Em 1966 Cara de Cavalo foi homenageado por Oiticica com a obra B33 Bólide-caixa n 18 "Homenagem a Cara de Cavalo", como protesto contra as execuções sumárias dos grupos de extermínio e toda a repressão da Ditadura Militar.
Dentro de uma caixa de madeira há fotografias de Cara de Cavalo no chão com os braços estendidos, com o corpo crivado de balas. A mesma imagem que estampou as capas dos jornais da época. No funda da caixa, sobre grades de ferro, há um saco de plástico transparente, contendo pigmentos. Nele está escrito: Aqui está, e ficará!Contemplai seu silêncio heroico.

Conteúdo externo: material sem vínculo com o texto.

PR #3709, opened 2023-12-21
Main: pwvrel, pwvabrel; mathbox: bj-pwvrelb

benjub:
As noticed by @mazsa in https://github.com/metamath/set.mm/pull/3702#discussion_r1430748820 I recently introduced a theorem very similar to one of his. Therefore, this MR moves it to Main: this is pwvrel. @mazsa : are the credits fine with you ? I'm also adding pwvabrel, for its own sake. I'm also relabeling bj-pwvrelb, but keeping it in my mathbox.

@mazsa : I think it is not worth introducing `Rels` since it is not much longer to write `~P ( _V X. _V )`, which also saves the reader from learning a new definition.


mazsa:
> As noticed by @mazsa in [#3702 (comment)](https://github.com/metamath/set.mm/pull/3702#discussion_r1430748820) I recently introduced a theorem very similar to one of his. Therefore, this MR moves it to Main: this is pwvrel. @mazsa : are the credits fine with you ? 

@benjub yes, thank you.

> @mazsa : I think it is not worth introducing `Rels` since it is not much longer to write `~P ( _V X. _V )`, which also saves the reader from learning a new definition.

I don't think there's any need for an introduction here either: we'll probably discuss it in a different context.

mazsa (approved):

avekens (approved):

Afora qualquer simpatia subjetiva pela pessoa em si mesma, este trabalho representou para mim um momento ético que se refletiu poderosamente em tudo que fiz depois: revelou para mim mais um problema ético do que qualquer coisa relacionada com estética.

Alcir Figueira da Silva, em 1966, se suicida às margens de um rio para não ser preso após um assalto a banco, frustrado pela chegada da polícia. A história de Alcir não despertou a sanha da mídia abutre e caiu no esquecimento. Apesar disso, para Oiticica, esta história se assemelha ao caso de Cara de Cavalo e também presta uma homenagem a este anti-herói anônimo.

É de Alcir a foto estampada na bandeira-poema Seja marginal Seja herói, produzida por Hélio Oiticica em 1968. A bandeira, exibida no show de Caetano Veloso na boate Sucata no Rio de Janeiro foi apreendida, provocando a interdição do espetáculo pelos órgãos repressivos. Logo após a interdição, Caetano e Gil foram presos.

Cosmococa – programa in progress

Em 1970 Hélio Oiticica se muda para Nova York (EUA). Mais rock, cinema underground americano, manifestações coletivas e menos instituições-museus-galerias, apesar de receber uma bolsa de estudos do Museu Guggenheim. Assim como o samba embalou suas proposições no Rio de Janeiro, em Nova York o rock vai ser o dinamizador dionisíaco. Parangoplay. Rolling Stones na cabeça-tronco-membros do passista psicodélico. Simpatia pelo ruído marginal da cultura underground nova-iorquina.

Entre os anos de 1973 e 1974, Hélio Oiticica e o cineasta Neville de Almeida elaboraram os cinco primeiros blocos do programa in progress Cosmococa, identificado pela abreviatura CC. CC1 Trashiscapes, CC2 Onobject, CC3Maileryn, CC4 Nocagions e CC5 Hendrix War. Na sequência veio CC6 Cokes Head Soap, com Thomas Valentim, parodiando o álbum Goat´s Head Soap da banda Rolling Stones; CC7 (esboço) com o crítico de arte Guy Brett; CC8 Mr D or D of Dado, com o escritor Silviano Santiago e CC9 Cocaoculta Renô Gone (incompleta), com Carlos Vergara.

Se se usam tintas fedorentas e tudo o que é merda nas obras de arte porque não a PRIMA tão branca, brilho e tão afim aos narizes gerais
?

Trashiscapes mostra uma foto da capa do New York Times Magazine, com o olho do cineasta espanhol Luís Buñuel, cortado por uma carreira de cocaína, numa alusão à mítica cena do olho cortado no filme Um Cão Andaluz(1929) de Buñuel. Linhas de coca sobre a capa do álbum Weasel Ripped my Flesh de Frank Zappa. O público se acomoda em colchões e é convidado a lixar as unhas ao som de forró, Stockhausen e Jimi Hendrix.

Onobject. Espuma grossa no chão. Cones e cilidrindos de espuma coloridos. Um convite á dança geométrica. Projeções de slide nas quatro paredes com a foto de Yoko Ono na capa do livro Grapefruit com diversos desenhos com pó. Heidegger. Charles Manson. Fly de Yoko Ono.

Maileryn. Areia no chão. Bexigas para brincar. Nas paredes e no teto são projetadas fotos da artiz Marilyn Monroe maquiadas com cocaína. Sobrancelhas e boca cobertas por cocaine. Navalha. Snow.

Nocagions. Slides dos rastros de pó desenhados em cima da capa do livro Notation do músico John Cage são projetados nas paredes de uma sala com uma piscina no centro, na qual o participador pode nadar.

Hendrix War. Slides da capa do álbum War Heroes de Jimi Hendrix. Borboletas e máscaras de guerra desenhadas com o fino pó na face do músico. Redes penduradas para trepar, fumar maconha, descansar e até mesmo dormir.